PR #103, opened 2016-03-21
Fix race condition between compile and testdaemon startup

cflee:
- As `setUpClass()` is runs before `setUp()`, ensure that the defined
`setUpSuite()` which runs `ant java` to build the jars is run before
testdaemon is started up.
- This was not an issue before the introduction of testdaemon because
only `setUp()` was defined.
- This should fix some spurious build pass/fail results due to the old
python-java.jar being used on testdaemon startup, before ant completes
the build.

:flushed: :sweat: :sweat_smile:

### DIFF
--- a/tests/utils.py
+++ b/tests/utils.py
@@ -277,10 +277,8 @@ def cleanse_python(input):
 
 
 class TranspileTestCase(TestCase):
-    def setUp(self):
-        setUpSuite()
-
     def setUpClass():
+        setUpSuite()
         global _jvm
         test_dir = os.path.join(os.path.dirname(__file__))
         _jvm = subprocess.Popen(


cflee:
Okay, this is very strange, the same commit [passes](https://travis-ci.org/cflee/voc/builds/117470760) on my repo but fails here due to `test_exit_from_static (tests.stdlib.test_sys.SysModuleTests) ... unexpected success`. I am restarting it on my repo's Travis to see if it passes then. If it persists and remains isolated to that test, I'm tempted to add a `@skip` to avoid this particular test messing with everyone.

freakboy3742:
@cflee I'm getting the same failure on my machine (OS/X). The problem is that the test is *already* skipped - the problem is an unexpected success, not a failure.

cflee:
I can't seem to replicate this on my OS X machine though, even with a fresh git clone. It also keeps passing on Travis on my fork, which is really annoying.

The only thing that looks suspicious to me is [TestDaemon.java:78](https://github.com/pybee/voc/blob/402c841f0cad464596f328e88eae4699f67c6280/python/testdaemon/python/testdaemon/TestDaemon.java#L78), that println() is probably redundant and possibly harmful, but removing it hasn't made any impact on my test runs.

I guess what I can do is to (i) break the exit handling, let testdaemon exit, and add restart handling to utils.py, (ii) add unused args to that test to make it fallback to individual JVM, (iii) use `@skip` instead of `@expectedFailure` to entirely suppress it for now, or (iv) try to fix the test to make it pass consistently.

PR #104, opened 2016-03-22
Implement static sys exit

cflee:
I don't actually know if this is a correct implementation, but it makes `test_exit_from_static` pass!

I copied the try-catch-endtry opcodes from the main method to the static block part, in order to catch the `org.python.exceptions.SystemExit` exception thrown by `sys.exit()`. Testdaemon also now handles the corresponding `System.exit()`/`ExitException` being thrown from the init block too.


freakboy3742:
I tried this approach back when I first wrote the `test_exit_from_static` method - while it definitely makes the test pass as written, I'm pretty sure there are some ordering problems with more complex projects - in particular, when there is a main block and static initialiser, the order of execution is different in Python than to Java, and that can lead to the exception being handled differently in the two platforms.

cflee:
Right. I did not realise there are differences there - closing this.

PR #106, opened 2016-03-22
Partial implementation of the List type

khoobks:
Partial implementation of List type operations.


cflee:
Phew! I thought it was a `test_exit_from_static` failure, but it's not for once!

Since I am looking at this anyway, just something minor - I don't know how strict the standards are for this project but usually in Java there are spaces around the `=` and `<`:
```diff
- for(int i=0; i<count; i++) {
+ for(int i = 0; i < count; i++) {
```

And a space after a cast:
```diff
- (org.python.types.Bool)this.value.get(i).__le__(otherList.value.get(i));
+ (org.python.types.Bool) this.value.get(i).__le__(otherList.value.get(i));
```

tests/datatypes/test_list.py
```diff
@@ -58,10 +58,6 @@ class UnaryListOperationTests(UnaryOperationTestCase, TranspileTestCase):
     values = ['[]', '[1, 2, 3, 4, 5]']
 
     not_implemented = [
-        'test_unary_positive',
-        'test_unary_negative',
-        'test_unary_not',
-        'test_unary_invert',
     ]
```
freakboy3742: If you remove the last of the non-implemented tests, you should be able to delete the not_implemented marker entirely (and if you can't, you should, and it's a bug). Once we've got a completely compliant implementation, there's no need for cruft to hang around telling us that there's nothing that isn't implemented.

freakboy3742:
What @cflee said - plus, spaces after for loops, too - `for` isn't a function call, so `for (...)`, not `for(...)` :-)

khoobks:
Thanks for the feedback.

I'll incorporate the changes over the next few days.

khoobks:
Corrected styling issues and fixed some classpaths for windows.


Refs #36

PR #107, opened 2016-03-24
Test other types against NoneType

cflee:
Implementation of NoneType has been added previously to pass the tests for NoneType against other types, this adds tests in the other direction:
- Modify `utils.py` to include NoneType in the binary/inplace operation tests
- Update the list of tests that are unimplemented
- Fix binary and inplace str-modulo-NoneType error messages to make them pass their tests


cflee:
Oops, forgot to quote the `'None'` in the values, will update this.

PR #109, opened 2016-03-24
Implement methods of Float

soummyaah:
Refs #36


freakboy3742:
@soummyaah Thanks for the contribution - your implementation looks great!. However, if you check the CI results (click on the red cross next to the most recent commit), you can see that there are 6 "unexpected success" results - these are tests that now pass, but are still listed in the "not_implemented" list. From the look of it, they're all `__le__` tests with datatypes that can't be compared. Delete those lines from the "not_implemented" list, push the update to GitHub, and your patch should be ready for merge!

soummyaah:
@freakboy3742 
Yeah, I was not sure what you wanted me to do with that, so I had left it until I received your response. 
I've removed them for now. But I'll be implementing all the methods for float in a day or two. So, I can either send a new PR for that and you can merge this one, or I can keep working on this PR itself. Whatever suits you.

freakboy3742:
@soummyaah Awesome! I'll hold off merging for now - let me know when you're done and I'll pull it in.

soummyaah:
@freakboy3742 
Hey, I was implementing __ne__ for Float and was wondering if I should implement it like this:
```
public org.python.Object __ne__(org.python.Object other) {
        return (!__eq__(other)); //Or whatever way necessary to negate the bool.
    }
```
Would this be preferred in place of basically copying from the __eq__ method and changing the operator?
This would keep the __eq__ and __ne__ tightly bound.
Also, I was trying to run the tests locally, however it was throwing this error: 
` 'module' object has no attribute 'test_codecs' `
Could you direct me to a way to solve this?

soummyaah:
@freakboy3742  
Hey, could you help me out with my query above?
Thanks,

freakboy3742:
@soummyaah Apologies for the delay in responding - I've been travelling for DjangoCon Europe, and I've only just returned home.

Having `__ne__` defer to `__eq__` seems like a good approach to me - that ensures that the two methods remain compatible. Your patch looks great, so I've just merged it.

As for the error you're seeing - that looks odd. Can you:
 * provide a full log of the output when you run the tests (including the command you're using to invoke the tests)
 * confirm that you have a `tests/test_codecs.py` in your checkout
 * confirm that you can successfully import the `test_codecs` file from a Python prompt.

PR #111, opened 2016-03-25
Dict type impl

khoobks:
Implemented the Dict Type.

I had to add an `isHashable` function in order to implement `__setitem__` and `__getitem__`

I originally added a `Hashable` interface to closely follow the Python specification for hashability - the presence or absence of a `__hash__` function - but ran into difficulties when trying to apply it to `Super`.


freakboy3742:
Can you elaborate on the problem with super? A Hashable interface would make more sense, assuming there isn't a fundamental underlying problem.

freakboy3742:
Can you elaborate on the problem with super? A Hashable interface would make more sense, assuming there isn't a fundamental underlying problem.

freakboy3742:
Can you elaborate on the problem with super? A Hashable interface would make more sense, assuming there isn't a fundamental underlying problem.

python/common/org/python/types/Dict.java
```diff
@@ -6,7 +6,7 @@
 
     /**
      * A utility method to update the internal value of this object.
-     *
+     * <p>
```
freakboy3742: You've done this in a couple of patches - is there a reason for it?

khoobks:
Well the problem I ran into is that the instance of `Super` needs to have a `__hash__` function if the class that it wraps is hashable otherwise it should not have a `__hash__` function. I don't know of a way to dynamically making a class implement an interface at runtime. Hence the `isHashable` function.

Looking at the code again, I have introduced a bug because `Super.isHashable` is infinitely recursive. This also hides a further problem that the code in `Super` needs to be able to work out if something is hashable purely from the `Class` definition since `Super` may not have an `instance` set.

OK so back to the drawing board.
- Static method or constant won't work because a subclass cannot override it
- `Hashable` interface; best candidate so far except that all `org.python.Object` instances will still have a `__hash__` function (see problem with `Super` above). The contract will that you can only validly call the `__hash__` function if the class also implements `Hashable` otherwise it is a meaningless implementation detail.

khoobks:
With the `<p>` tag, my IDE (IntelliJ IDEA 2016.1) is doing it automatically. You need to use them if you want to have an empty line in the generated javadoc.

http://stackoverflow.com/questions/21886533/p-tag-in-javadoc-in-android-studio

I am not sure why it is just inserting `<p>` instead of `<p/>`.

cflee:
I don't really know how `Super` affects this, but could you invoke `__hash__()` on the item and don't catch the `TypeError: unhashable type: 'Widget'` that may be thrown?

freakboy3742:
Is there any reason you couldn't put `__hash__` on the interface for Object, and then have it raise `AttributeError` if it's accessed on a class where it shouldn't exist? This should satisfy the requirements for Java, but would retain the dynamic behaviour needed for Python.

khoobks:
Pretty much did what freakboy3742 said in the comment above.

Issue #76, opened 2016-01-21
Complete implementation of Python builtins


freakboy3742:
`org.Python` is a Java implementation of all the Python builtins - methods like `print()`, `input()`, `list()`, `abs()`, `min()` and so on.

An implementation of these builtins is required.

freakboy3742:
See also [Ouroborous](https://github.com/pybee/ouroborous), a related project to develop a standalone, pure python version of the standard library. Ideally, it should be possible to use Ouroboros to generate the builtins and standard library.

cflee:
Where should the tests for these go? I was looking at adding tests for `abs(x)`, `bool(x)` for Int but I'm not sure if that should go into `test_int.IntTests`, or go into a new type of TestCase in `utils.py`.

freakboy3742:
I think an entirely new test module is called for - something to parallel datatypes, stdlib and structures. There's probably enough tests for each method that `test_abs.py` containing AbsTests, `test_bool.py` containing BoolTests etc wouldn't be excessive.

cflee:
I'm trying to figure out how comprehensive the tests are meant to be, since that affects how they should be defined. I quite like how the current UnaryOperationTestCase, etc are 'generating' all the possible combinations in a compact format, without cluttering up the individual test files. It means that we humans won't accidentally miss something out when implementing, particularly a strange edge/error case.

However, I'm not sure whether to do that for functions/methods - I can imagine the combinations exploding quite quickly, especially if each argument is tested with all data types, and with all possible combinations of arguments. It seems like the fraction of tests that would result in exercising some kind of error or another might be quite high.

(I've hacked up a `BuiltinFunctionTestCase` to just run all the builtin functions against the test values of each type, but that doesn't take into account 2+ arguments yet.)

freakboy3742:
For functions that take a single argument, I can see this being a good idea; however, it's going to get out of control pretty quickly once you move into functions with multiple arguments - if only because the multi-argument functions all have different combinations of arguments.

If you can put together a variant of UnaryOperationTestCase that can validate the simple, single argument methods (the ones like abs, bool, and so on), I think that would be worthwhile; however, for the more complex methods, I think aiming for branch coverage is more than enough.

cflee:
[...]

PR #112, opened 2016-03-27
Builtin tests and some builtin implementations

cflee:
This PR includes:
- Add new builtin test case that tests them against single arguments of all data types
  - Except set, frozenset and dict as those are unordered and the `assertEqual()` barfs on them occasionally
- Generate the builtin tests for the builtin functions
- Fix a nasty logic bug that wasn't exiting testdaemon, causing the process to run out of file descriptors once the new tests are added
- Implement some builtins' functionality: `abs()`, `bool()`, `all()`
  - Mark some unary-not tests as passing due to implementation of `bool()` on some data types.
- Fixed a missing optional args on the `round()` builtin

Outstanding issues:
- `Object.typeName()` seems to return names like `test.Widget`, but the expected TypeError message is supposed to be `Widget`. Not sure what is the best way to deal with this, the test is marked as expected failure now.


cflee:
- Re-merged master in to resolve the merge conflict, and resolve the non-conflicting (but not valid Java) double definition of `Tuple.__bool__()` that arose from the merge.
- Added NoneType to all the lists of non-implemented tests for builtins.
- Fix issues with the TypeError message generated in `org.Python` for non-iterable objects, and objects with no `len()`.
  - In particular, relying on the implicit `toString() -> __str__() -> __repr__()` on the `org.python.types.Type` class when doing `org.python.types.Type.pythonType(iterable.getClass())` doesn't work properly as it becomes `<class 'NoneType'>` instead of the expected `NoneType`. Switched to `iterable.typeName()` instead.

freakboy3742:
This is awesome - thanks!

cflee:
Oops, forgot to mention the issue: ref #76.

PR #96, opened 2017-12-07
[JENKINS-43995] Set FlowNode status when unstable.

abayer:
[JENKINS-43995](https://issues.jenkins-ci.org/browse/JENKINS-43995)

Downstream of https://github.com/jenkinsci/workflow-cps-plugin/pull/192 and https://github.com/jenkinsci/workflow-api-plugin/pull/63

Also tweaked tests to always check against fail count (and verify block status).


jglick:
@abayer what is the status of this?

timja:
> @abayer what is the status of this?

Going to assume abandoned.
***
• _WHAT TO WORK ON_
Only the lines from the start of the material through the line containing "is run before" belong in the answer, each copied exactly.

• _YOUR SOLUTION_
PR #103, opened 2016-03-21
Fix race condition between compile and testdaemon startup

cflee:
- As `setUpClass()` is runs before `setUp()`, ensure that the defined
`setUpSuite()` which runs `ant java` to build the jars is run before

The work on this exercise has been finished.